##### Data to examine #####

PR #185, opened 2020-10-06
Fix a few UI issues

mdrillin:
- address brief flashing of alert by adding validationInProgress state.  If validation is in progress, a spinner is shown
- address similar issue on filters page - a spinner is shown on the lower panel when loading
- address problem with deselect of connector type.  Not resetting properties if connectorType is deselected.  Also disabling next button if no type is selected
- click finish on steps 2-5 will now go to the final review step instead of create connector.  Create only happens from the review step now.

### DIFF
--- a/ui/packages/ui/src/app/pages/createConnector/CreateConnectorPage.tsx
+++ b/ui/packages/ui/src/app/pages/createConnector/CreateConnectorPage.tsx
@@ -15,6 +15,7 @@ import {
   LevelItem,
   PageSection,
   PageSectionVariants,
+  Spinner,
   TextContent,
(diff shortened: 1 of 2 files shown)


indraraj (approved):
Tested locally, changes look good. The loader thing is really great addition.

indraraj:
@mdrillin  while testing I find some inconsistency in how wizard steps(Left side) are enabled in performing early finish. we can look at this in subsequent Pr's merging this one.

indraraj:
one more issue on the table selection page "Next" button is not getting disabled after changing the filter expression

PR #186, opened 2020-10-07
Masking password on the Review page

uidoyen:


ui/packages/ui/src/app/shared/Utils.ts
```diff
@@ -340,6 +340,15 @@ export function mapToObject(inputMap: Map<string, string>) {
   return obj;
 }
 
+export function maskPropertyValues(inputObj:{}){
+  for (const key in inputObj) {
+  	if(key === "database.password") {
```
indraraj, line 345: It might be nitpicking but just one thing it would be great if we match the masked length to password length. Do let me know if you think its an overkill.

indraraj (approved):
Looks good.

PR #1500, opened 2019-11-05
#1492 basic dispensing module page

### LINKED ISSUE #1492: Basic Dispensary page

Can't get a started on dispensing

A basic dispensary page.. something to work with

Not doing this

## Additional context

This is a simple, basic page to get started and start iterating on. By having a basic UI, other core/backend logic can be worked on which needs less consensus/discussion than UI

joshxg:
Fixes #1492 

## Change summary

- Adds a very basic Dispensing module page.

image

- To enable `MenuPage` to turn into a 4 grid over a 3, add `usingDispensary : true` to your store custom data (and will need to reopen the app)

- Should dispensing even be a 'module' 🤷‍♂


Chris-Petty:
This is fine for the basic, but regarding:

> Should dispensing even be a 'module'

In implementation, yes. Could be arguments that it should be in the "customer" section of the app though... but could just look ugly.

src/reducers/PagesReducer.js
```diff
@@ -21,7 +21,7 @@ export const PagesReducer = (state = {}, action) => {
       const { pageObject } = params;
 
       const pageInitialiser = getPageInitialiser(routeName);
-      const pageInitialState = pageInitialiser(pageObject);
+      const pageInitialState = pageInitialiser ? pageInitialiser(pageObject) : {};
```
Chris-Petty: This will conflict with [#1517 changes](https://github.com/openmsupply/mobile/pull/1517/files#diff-f4800056faa9ea0c03eda6581a4e7969R24) but that's fine, though this here assigns an empty object where as that PR assigns null in the falsy case.

PR #1509, opened 2019-11-06
#1489 badges to small

### LINKED ISSUE #1487: Remove badges at the top of pages
## Describe the bug

The badges at the top of pages i.e. `SupplierInvoicePage` do not update correctly and are unneccesary.

### To reproduce

1. Go to `SupplierInvoicePage` with unfinalised invoices
2. Go to a in progress invoice, finalise it.
4. See error - not updated badge

### Expected behaviour

The badge shouldn't be there since there is a toggle for in progress/finalised

### Version and device info

- App version: 3.1 development
- Tablet model: All
- OS version:  All

### Additional context

Solution for this issue is to remove this badge

### LINKED ISSUE #1489: Badges are too small

Need to increase the size of the newly introduced badges.

Should probably increase the size by at least double, maybe three times.

I'm not sure about the shape - I personally think a circle is nice, but not required to change!

N/A

## Additional context

N/A

joshxg:
Fixes #1489 Fixes #1487 

On physical tablets, the badges were hard to read and hard to press.

## Change summary

image

- Boldens text, increases the size
- Increases the size of each badge
- Simplifies code, use element ref rather than absolute values
- Use a custom hook so that we can reuse the logic easily

## Testing

- [ ] Do something

As per comment here https://github.com/openmsupply/mobile/issues/1489#issuecomment-549730303 - I did not change the appearance other than increasing the size


src/widgets/InfoBadge.js
```diff
@@ -1,129 +1,103 @@
...
-    const unfinalisedCountText = pendingCount > 99 ? '99+' : pendingCount;
+  const popoverText = useCallback(
+    (item, key) =>
+      (item.count > 0 || item.text) && (
+        <Text style={badgeTextStyle} key={key}>
+          {`${item.title}: ${item.count || item.text}`}
+        </Text>
+      ),
+    []
+  );
```
sworup: @joshxg I just ran the code in emulator and I got this error.

Screenshot 2019-11-07 at 11 52 45

I had encountered this issue before when I used `view` as wripper. You might notice the `text` wrapper rather then `view` wrapper in the previous code. 

You did not get this error at your end?

src/widgets/InfoBadge.js
```diff
@@ -1,129 +1,103 @@
...
-  }
-}
+  return (
+    <View>
+      {children}
+      {pendingCount && (
+        <View style={mainWrapperStyle}>
+          <TouchableHighlight ref={ref} style={touchableContainerStyle} onPress={show}>
+            <Badge value={unfinalisedCountText} />
+          </TouchableHighlight>
```
sworup: @joshxg I think I have a solution for the error above. 

The conditional above excepts the left side expression to be a boolean, simply checking `pendingCount` would give this error. 

```
pendingCount !== 0
```
...fixes this.

joshxg: oops! 4a7447f81dbdf2e2c73011b10e6f036ee3ce7e33

sworup:
👍 for `usePopover` hook.

sworup:
I just extracted the `Badge` component from `react-native-elements`. Thanks for refactoring it and removing `renderNode` @joshxg.

GaryWilletts:
@sworup your screenshot shows a very different screen size/resolution to Josh's. Which one is the standard for 10" tablets?

joshxg:
As spoken about, but to keep the conversation central:

- I installed an apk with the badges on physical tablets and had people who had never seen the badges try them out [by no means a scientific experiment, but extremely useful).
- The consensus was that the badges were too small to read and click. I've adjusted the sizes here: a5d3bb7da03b608f5debbbc023fb344a01a29bb1 - happy if you want to commit different sizes or give me some numbers to try out 

This gives: 

image

I think having a shape with equal width and height would help

Also of note:

- 66% of the users didn't realise the badges were clickable at all. And they also thought that the popover was pretty redundant and not helpful. Others thought that the popover should be clickable to 'navigate' to the actionable. I think we could think about either removing the popover or adjusting the popover slightly to make it more obvious it is touchable.

joshxg:
Also added this ee602865bbcab6021a7969a7b86c21285963d12f - more code extracted in the custom hook

sworup:
@joshxg Your screenshot looks right actually, I would have been satisfied if I got the same interface.

To make it seem the badge is clickable, an option could be to use animation. Make it glow or size up and then become small. I would not recommend adding text on the badge.

Actionable interface sounds like the best next evolution to badges.

This PR is good to merge from my side.

sworup:
> @sworup your screenshot shows a very different screen size/resolution to Josh's. Which one is the standard for 10" tablets?

@GaryWilletts I was using an older Nexus 9 spec. @joshxg I think is using Nexus 10. His device's screen is definitely bigger.

PR #1514, opened 2019-11-07
#1479 Strange ordering when adding rows

### LINKED ISSUE #1479: Adding items to tables causes strange ordering
## Describe the bug

Adding items to tables causes strange ordering.

Items are always added to the head:

`data: [record, ...backingData.slice(0,backingData.length-1)]`

The ordering of `backingData` may change. After adding one item it is at the head of the list. Adding the next item may not have the exact same ordering. For example:

List:

- A
- B

Add C:

- C
- A
- B

Add D:

- D
- A
- B
- C

This is because adding an item removes ALL user defined sorting, and what is left is the implicit database sort which is a standard sorting on the primary key. If it gets sorted before/after adding by whatever the current sort is it just starts to add complexity. I think just adding to the bottom and stop trying to be cool is the right solution?

### To reproduce

As Above

### Expected behaviour

As Above

### Version and device info

- App version: 3.0.0+
- Tablet model: All
- OS version: All

### Additional context

N/A

joshxg:
Fixes #1479 

## Change summary

- Just changes the way state is mutated. I'm 90%, but not 100% there is no edge case where this would not cause a problem, so putting it into develop rather than master as a patch so we can have time to play

## Testing

Not really a check list of testing, more of a story sorry 🤷‍♂ 

*This PR just changes the way state is held, such that when adding a new row to a table, the row is added to the top of the table, and the remaining rows do not change order, but the current filtering and sorting is removed (as it is possibly not correct anymore).*

Create a list of a few items in a supplier invoice. Easiest to number the quantities `1,2,3` etc. Add an item. It should be added to the head and the order of the remaining rows should be stable when adding more items - whether there is a filtering term or sorting.

This applies to adding of all rows `supplier invoice`, `customer invoice` and `supplier requisition`. All the logic is shared, so testing one page is sufficient.

Try to break the app, by using some funky ordering or workflow of sorting/filtering/adding/editing/removing etc

- [ ] App doesn't break

N/A

### DIFF
--- a/src/pages/dataTableUtilities/reducer/tableReducers.js
+++ b/src/pages/dataTableUtilities/reducer/tableReducers.js
@@ -174,20 +174,12 @@ export const toggleStockOut = state => {
  *
  * Also removes the current sorting and filter.
  */
-export const addRecord = (state, action) => {
-  const { data, searchTerm, backingData } = state;
-  const { payload } = action;
-  const { record } = payload;
-
-  // New records are added to index 0 of the table and all filtering and
-  // sorting are removed. To keep the table consistent while adding items,
-  // if there is a search term, the table is currently being filtered so
-  // fetch all the rows again. Otherwise, just use the current data state.
-  const newData = searchTerm ? backingData.slice(1, backingData.length - 1) : data;
+export const addRecord = state => {
+  const { backingData } = state;
 
   return {
     ...state,
-    data: [record, ...newData],
+    data: backingData.sorted('id', true).slice(),
     modalKey: '',
     sortBy: '',
     searchTerm: '',
--- a/src/pages/dataTableUtilities/reducer/tableReducers.js
+++ b/src/pages/dataTableUtilities/reducer/tableReducers.js
@@ -175,13 +175,13 @@ export const toggleStockOut = state => {
  * Also removes the current sorting and filter.
  */
 export const addRecord = (state, action) => {
-  const { backingData } = state;
+  const { data } = state;
   const { payload } = action;
   const { record } = payload;
 
   return {
     ...state,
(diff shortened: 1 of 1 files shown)


src/pages/dataTableUtilities/reducer/tableReducers.js
```diff
@@ -175,13 +175,19 @@ export const toggleStockOut = state => {
...
-  const { backingData } = state;
+  const { data, searchTerm, backingData } = state;
   const { payload } = action;
   const { record } = payload;
 
+  // New records are added to index 0 of the table and all filtering and
+  // sorting are removed. To keep the table consistent while adding items,
+  // if there is a search term, the table is currently being filtered so
+  // fetch all the rows again. Otherwise, just use the current data state.
+  const newData = searchTerm ? backingData.slice(1, backingData.length - 1) : data;
```
Chris-Petty: From me trying to understand, you're slicing from index 1 because `backingData[0]` should already be the new record and otherwise you'd show it twice when adding it on line 190 (note the old implementation didn't do this)? If that is true... couldn't just use `backingData` directly without any logic? If it's not true, then a line is getting lost?

The second parameter to [slice](https://developer.mozilla.org/en-US/docs/Web/JavaScript/Reference/Global_Objects/Array/slice) is optional and should automatically slice the rest of the array without giving an argument. 
```suggestion
  const newData = searchTerm ? backingData.slice(1) : data;
```
Depending on first comments, the first parameter is also optional too... But then not sure why you need slicing at all when you're spreading?

joshxg: hm you're right that was stupid. I did this instead. Maybe also stupid 611df7586450b6271c90060a5deab019dc396d7c -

#####

Problem: Working from the records above, write out verbatim only the lines from the line containing "Chris-Petty: This will" through the line containing "### LINKED ISSUE #1487: Remove".

Solution for this task:
Chris-Petty: This will conflict with [#1517 changes](https://github.com/openmsupply/mobile/pull/1517/files#diff-f4800056faa9ea0c03eda6581a4e7969R24) but that's fine, though this here assigns an empty object where as that PR assigns null in the falsy case.

PR #1509, opened 2019-11-06
#1489 badges to small

### LINKED ISSUE #1487: Remove badges at the top of pages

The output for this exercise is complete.